> _Stored data entries_
--------------------------------

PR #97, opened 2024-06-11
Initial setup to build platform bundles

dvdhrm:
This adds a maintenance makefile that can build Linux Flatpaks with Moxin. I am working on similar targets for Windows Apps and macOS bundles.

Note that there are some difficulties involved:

--------------------------------

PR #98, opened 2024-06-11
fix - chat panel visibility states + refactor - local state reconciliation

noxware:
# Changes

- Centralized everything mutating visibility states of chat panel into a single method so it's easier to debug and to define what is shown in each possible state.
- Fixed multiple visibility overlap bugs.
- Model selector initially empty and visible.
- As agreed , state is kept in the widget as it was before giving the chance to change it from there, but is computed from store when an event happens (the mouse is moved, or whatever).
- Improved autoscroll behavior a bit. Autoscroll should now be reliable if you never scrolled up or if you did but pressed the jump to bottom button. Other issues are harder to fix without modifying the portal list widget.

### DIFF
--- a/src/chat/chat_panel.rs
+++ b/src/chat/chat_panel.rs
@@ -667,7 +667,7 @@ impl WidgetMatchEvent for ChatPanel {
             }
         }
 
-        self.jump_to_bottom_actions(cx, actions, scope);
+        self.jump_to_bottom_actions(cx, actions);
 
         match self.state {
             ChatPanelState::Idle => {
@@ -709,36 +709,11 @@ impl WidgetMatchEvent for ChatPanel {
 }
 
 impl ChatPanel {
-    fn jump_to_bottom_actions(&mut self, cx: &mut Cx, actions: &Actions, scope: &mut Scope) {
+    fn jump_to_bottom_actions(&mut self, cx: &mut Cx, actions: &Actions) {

--------------------------------

> _AIM OF THE EXERCISE_
Lines that hold "actions" are the ones to copy, so pick each out from the data.

> _RESULT OF THIS TASK_
-        self.jump_to_bottom_actions(cx, actions, scope);
+        self.jump_to_bottom_actions(cx, actions);
-    fn jump_to_bottom_actions(&mut self, cx: &mut Cx, actions: &Actions, scope: &mut Scope) {
+    fn jump_to_bottom_actions(&mut self, cx: &mut Cx, actions: &Actions) {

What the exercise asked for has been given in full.